[Stored items]
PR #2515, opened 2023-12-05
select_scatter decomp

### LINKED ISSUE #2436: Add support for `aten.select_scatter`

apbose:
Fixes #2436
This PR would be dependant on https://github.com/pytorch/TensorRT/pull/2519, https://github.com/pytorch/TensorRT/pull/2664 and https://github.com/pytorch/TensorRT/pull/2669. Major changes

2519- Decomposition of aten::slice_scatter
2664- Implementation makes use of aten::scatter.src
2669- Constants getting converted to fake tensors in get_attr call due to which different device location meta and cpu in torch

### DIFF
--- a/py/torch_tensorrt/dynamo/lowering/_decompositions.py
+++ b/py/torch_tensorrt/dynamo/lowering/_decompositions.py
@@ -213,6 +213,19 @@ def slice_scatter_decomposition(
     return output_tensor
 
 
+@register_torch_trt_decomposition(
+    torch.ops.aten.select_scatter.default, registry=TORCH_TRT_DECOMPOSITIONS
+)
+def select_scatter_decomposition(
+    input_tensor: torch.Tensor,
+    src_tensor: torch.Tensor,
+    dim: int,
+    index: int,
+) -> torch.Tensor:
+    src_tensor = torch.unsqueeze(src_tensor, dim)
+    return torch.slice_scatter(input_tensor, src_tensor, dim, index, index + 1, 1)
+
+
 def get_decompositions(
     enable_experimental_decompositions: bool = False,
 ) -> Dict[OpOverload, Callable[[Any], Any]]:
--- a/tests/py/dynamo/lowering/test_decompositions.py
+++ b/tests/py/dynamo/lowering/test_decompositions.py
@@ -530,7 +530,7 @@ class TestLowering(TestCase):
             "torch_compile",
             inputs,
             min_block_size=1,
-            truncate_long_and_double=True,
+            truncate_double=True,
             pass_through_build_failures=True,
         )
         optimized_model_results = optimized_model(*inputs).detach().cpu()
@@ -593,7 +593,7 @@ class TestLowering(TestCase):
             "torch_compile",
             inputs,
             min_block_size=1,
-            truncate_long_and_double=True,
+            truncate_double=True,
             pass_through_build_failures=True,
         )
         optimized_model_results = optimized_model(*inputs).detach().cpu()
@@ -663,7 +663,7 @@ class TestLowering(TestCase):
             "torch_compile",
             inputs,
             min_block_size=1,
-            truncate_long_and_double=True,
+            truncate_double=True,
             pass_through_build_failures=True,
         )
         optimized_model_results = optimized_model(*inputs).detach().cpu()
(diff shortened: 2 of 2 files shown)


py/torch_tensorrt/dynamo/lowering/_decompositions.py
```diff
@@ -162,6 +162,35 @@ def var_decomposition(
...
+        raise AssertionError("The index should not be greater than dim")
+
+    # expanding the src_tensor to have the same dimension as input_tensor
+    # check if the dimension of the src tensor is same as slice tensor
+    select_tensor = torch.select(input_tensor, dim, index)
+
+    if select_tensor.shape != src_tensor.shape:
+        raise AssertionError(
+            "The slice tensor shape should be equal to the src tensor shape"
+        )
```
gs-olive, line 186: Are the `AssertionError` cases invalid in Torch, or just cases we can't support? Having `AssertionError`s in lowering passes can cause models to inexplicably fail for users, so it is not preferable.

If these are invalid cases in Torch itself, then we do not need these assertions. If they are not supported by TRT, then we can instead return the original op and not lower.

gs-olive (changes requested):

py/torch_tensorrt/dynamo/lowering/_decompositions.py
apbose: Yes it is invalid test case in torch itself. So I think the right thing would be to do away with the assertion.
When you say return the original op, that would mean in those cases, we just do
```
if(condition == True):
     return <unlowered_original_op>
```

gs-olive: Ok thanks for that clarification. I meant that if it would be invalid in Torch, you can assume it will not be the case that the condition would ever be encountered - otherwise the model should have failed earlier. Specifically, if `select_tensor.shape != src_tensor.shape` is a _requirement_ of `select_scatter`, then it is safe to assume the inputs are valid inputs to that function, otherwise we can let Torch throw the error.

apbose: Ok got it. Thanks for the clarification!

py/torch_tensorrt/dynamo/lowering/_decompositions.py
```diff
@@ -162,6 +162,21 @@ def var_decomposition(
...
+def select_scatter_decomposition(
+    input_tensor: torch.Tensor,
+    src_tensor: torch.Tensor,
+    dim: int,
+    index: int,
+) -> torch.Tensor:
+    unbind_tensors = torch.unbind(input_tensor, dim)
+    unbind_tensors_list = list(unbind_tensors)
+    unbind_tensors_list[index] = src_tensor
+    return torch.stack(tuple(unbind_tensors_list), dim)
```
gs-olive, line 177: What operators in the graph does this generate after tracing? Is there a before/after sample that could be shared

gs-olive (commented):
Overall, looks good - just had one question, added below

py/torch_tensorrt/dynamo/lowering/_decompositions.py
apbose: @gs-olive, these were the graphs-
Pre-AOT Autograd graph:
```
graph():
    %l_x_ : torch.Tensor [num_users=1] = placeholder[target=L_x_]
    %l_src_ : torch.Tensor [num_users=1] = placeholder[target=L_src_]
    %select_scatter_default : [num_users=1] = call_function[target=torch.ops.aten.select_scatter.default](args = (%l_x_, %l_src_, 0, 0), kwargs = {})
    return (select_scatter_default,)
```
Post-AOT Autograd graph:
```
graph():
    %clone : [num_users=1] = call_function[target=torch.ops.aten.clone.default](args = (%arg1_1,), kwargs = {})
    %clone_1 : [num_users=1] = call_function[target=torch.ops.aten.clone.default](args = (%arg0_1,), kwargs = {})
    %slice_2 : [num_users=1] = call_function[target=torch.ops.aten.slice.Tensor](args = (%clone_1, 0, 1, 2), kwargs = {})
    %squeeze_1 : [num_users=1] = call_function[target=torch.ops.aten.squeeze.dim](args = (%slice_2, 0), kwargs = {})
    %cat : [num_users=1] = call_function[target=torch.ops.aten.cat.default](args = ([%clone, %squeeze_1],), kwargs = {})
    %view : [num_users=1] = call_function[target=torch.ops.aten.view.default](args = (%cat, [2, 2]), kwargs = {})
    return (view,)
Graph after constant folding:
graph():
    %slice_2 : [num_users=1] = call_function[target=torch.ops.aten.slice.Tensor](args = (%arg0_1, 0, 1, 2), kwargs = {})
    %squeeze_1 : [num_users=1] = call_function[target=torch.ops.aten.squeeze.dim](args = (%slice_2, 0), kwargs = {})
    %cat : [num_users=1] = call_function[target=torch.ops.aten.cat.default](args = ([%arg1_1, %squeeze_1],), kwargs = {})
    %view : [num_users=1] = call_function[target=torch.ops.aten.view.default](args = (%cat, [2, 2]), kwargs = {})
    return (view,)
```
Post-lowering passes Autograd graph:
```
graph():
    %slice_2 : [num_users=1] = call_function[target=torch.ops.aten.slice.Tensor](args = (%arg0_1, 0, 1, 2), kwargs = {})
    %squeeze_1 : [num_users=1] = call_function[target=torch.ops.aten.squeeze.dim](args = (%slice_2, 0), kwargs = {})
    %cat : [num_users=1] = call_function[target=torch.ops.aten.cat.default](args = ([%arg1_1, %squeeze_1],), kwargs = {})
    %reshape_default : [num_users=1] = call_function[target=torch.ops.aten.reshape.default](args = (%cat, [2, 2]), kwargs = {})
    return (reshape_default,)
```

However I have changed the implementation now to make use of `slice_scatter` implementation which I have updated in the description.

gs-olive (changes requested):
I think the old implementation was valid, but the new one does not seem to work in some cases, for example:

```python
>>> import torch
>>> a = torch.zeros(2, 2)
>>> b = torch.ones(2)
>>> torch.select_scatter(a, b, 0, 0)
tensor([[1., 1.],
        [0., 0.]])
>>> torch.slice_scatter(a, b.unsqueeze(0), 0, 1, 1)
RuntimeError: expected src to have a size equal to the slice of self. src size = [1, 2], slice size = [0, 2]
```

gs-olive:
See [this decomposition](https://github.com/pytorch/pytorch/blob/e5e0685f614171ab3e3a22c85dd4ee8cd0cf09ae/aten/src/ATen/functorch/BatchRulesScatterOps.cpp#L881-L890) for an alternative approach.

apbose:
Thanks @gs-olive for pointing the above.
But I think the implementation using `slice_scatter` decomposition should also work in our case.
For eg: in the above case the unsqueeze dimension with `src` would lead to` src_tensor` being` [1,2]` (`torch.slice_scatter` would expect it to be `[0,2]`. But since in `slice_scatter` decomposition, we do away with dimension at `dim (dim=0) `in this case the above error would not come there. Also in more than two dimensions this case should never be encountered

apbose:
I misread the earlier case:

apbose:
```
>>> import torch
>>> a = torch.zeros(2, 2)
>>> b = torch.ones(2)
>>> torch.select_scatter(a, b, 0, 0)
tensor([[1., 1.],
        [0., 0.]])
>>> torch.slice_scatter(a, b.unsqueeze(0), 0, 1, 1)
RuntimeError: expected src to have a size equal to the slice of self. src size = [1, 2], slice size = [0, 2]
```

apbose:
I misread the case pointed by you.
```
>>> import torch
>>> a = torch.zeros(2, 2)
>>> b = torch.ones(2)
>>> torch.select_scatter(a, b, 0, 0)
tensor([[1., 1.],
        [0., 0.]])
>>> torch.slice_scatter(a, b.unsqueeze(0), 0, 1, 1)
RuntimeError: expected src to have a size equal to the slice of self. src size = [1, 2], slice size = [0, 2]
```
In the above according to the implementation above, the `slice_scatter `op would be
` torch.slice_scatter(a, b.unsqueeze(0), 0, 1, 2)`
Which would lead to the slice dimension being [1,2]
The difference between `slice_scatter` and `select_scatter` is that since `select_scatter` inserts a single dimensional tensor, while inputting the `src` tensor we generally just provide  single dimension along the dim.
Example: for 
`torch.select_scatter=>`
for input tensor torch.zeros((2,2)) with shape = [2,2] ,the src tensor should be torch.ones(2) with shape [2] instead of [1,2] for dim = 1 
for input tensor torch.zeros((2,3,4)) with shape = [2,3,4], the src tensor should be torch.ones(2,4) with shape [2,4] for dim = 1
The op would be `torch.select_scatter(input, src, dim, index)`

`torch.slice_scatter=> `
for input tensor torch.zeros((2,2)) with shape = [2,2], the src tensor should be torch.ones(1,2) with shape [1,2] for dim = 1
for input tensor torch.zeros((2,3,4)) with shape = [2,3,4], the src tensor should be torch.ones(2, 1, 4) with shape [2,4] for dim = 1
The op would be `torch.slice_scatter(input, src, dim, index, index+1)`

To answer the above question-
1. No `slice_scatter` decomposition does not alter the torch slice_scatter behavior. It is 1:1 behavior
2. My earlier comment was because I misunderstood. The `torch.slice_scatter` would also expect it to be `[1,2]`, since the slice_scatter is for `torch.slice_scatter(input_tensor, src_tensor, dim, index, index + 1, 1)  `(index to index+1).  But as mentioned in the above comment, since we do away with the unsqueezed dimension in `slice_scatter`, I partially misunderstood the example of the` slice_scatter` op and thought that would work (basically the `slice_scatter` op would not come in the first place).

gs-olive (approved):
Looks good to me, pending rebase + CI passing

• Instructions to follow
In the records above, which lines hold the string "ones"? Copy each one.

• Answer to this exercise
>>> b = torch.ones(2)
>>> b = torch.ones(2)
>>> b = torch.ones(2)
for input tensor torch.zeros((2,2)) with shape = [2,2] ,the src tensor should be torch.ones(2) with shape [2] instead of [1,2] for dim = 1 
for input tensor torch.zeros((2,3,4)) with shape = [2,3,4], the src tensor should be torch.ones(2,4) with shape [2,4] for dim = 1
for input tensor torch.zeros((2,2)) with shape = [2,2], the src tensor should be torch.ones(1,2) with shape [1,2] for dim = 1
for input tensor torch.zeros((2,3,4)) with shape = [2,3,4], the src tensor should be torch.ones(2, 1, 4) with shape [2,4] for dim = 1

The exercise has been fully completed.